Qualified Immunity
Qualified immunity is a kind of immunity given to state actors when they act reasonably in their official capacity. It protects government agents from lawsuits alleging that they have violated someone’s rights, such as their civil rights, so long as the government agent acted reasonably, and any alleged right violated was not clearly established at the time of the alleged violation. This means that qualified immunity may be granted even if what the actor did was actually illegal, so long as its illegality was not clearly established at the time that they acted. For instance, the Supreme Court in 2009 held that even though a strip search of a 13-year-old at school violated the student’s Fourth Amendment rights, it was not clearly established under the law, and therefore qualified immunity was appropriate.
What does “clearly established” mean? A right is clearly established when, at the time of the alleged violation, any reasonable government official would have known that such an action violated such a right. A government official’s subjective beliefs about whether their actions violated a person’s rights are irrelevant.
Who Can Assert Qualified Immunity?
Qualified immunity only applies to individual government officials, rather than the government itself. The defense of qualified immunity often arises in the case of police officers, but other types of government actors are covered as well, such as executive branch officials.
How Qualified Immunity Has Evolved
In the 1982 case of Harlow v. Fitzgerald, the Supreme Court found that presidential aides and other government officials performing discretionary functions are entitled to qualified immunity. It held that certain government officials performing discretionary functions may be protected by qualified immunity from civil damages if their actions have not violated a clearly established statutory or constitutional right that a reasonable person would have known.
Shortly thereafter, the Supreme Court held that police officers specifically can be protected by qualified immunity. (Anderson v. Creighton, the following year, supported qualified immunity in the context of a warrantless search conducted by an FBI agent.)
In 2001, the Supreme Court established the Saucier test, under which a court must evaluate both whether the facts indicate that a constitutional right was violated and whether the right was clearly established at the time of the alleged violation. The Court also noted the importance of ruling on any qualified immunity issues early in proceedings to avoid the costs of trial, when possible, since immunity means immunity from trial, rather than just immunity from liability.
A right may be clearly established even if there is no previously decided case with “materially similar” facts, as the Supreme Court noted in the 2002 case of Hope v. Pelzer. Officials can be aware that their actions violate established law even if the specific facts of their situation are novel, so long as they have “fair warning.”
The Court reconsidered the Saucier test in 2009. Among other concerns, it noted that starting with the first prong of the test, whether a constitutional right has been violated, sometimes results in a waste of time and resources because qualified immunity may be found based on the second prong regardless. The Court concluded that judges should be allowed to first address the second prong of the test, whether the right was clearly established at the time, if doing so would be more useful in a particular case.
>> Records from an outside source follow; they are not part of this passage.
PR #33, opened 2018-12-20
Upload nuget package from build

mchaloupka:


RELEASE_NOTES.md
```diff
@@ -1,8 +1,10 @@
-#### New in 2.0.0
+#### 2.0.0-rc1
 * Migration to .NET Standard 2.0 + .NET 4.5 from @michalkovy
 * Improved feature file parser (to support tagged examples) from @mchaloupka
+* Sample usage using Expect framework from @mbuhot
```
bartelink:
```suggestion
* Sample usage using Expecto framework from @mbuhot
```

bartelink: maybe replace "from" with "by" ?

TickSpec/TickSpec.fsproj
```diff
@@ -5,15 +5,16 @@
...
+    <Description>TickSpec is a lightweight Behaviour Driven Development (BDD) framework for .Net.
+Describe behaviour in plain text using the Gherkin business language, i.e. Given, When, Then. Easily execute the behaviour against matching F# 'ticked' methods (let ``tick method`` () = true) or attributed C# or F# methods.</Description>
     <Authors>Phillip Trelford</Authors>
+    <Copyright>Copyright © 2010-9 Phillip Trelford</Copyright>
     <PackageProjectUrl>https://github.com/fsprojects/TickSpec</PackageProjectUrl>
     <PackageLicenseUrl>https://github.com/fsprojects/TickSpec/blob/master/LICENSE.md</PackageLicenseUrl>
     <PackageRequireLicenseAcceptance>false</PackageRequireLicenseAcceptance>
     <PackageTags>BDD C# F# .Net</PackageTags>
+    <RepositoryUrl>https://github.com/fsprojects/TickSpec</RepositoryUrl>
+    <RepositoryType>git</RepositoryType>
```
bartelink: maybe sourcelink too ? (not necessarily part of this work but this reminded me of that)

mchaloupka: I just found this in the fsproj editor in VS. The source link should be enabled. I have not tested it.

mchaloupka:
It should work in a way (test locally just by setting environment variables to simulate AppVeyor build) that if we tag a commit where the tag will match the nuget version in release notes then it will push the nuget. The nuget API key secret is stored in an environment variable and according to AppVeyor it should be set if and only if the build is triggered for an internal build (that means from branch from this repository, not in a pull request coming from a different repository). So, after merging (I will go with squash) this, I will create tag 2.0.0-prerelease which will be published as nuget.

PR #39, opened 2020-04-23
Install Fake as a CLI tool using a tool manifest

mchaloupka:
I replaced the custom bat/sh scripts with the supported way how to bootstrap fake. After that, I just fixed errors and warnings that appeared in the build (it was quite a long time when it compiled the last time).


TickSpec/TickSpec.fsproj
```diff
@@ -10,16 +10,21 @@ Describe behaviour in plain text using the Gherkin business language, i.e. Given
     <Authors>Phillip Trelford</Authors>
     <Copyright>Copyright © 2010-9 Phillip Trelford</Copyright>
     <PackageProjectUrl>https://github.com/fsprojects/TickSpec</PackageProjectUrl>
-    <PackageLicenseUrl>https://github.com/fsprojects/TickSpec/blob/master/LICENSE.md</PackageLicenseUrl>
+    <PackageLicenseFile>LICENSE.txt</PackageLicenseFile>
```
bartelink, line 13: should switch to the new form (leave the file, determine the lincense!)
https://github.com/jet/dotnet-templates/blob/master/Directory.Build.props#L8

TickSpec/TickSpec.fsproj
```diff
@@ -38,13 +43,11 @@ Describe behaviour in plain text using the Gherkin business language, i.e. Given
     <Compile Include="FeatureParser.fs" />
     <Compile Include="Feature.fs" />
     <Compile Include="TickSpec.fs" />
+    <None Include="..\LICENSE.txt" Pack="true" PackagePath="LICENSE.txt"/>
```
bartelink, line 46: better to put in a solution folder, no?

bartelink:
:shipit:

TickSpec/TickSpec.fsproj
mchaloupka: That is another option. The url is deprecated. You should either provide a file (as in this pr) or provide name of the license. The file sounds like a better practice to me, as we have it there anyway. Open to suggestions what we want to do regarding licensing.

TickSpec/TickSpec.fsproj
mchaloupka: I prefer to have it in root of the repository, so it is immediately visible. Moreover, I believe that it is expected by the tools.

bartelink: Sorry, I mean I would not add a License to a `.fsproj`, but include it in a `.sln`
Spotted the `PackagePath` now -nmm!

TickSpec/TickSpec.fsproj
bartelink: I'm happy with anything that doesn't produce warnings - I know random legal folk have complained to me about the one above, but it sounds like you've got it covered, so never mind me!

mchaloupka: I am just not touching it. What is the kind of feedback you are receiving. As we are not the original owners, from legal perspective it is not correct to just change it without approval.

bartelink: TL;DR what you have is fine, I am not demanding a change or anything of the sort...

Sorry, we're in violent agreement; not asking for anything to be materially changed at all.
The license is independent of the way the metadata is represented in the package.
I believe `PackageLicense` is a new (well, circa 2016 kinda new) nupkg element which allows certain tooling to more directly infer the package type based on the metadata manifest.
In terms of feedback I'm receiving, my comment was intended to convey: "the way its encoded in the thing I linked to has had tonnes of legal eyeballs on it; it's not like it was randomly thrown together"

PR #44, opened 2021-01-20
Buildfix

mchaloupka:
The build is failing as `FSharp.Core` 5 does not support `net452`. I have forced the project to use older version of `FSharp.Core` to allow it to build. However, I guess that at some point we want to drop the .NET Framework support. We still have some functionality that is specific only to .NET Framework so I have decided not to migrate it immediately.


Examples/ByFeature/FunctionalInjection/FunctionalInjection.fsproj
```diff
@@ -1,6 +1,7 @@
 ﻿<?xml version="1.0" encoding="utf-8"?>
 <Project Sdk="Microsoft.NET.Sdk">
   <Import Project="..\..\..\netfx.props" />
+  <Import Project="..\..\..\fsharp_core.props" />
```
bartelink, line 4: Should/can't this not go into a Directory.build.props somewhere ?

fsharp_core.props
```diff
@@ -0,0 +1,11 @@
+<?xml version="1.0" encoding="utf-8"?>
```
bartelink, line 1: If this is named Directory.build.props then it'll get auto-included in any build of sln files under that folder (the netfx.props should probably also be merged into that?)

bartelink (approved):
Looks good. Up to you whether to apply the suggestion or not

fsharp_core.props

State-Level Qualified Immunity
Although states cannot alter qualified immunity at the federal level, they are free to make laws regarding qualified immunity in the context of state-level rights. For example, Colorado’s Enhance Law Enforcement Integrity Act creates a civil cause of action against law enforcement officers who violate state constitutional rights and expressly eliminates qualified immunity as a defense. However, most states continue to allow government officials to assert qualified immunity as a defense in such lawsuits.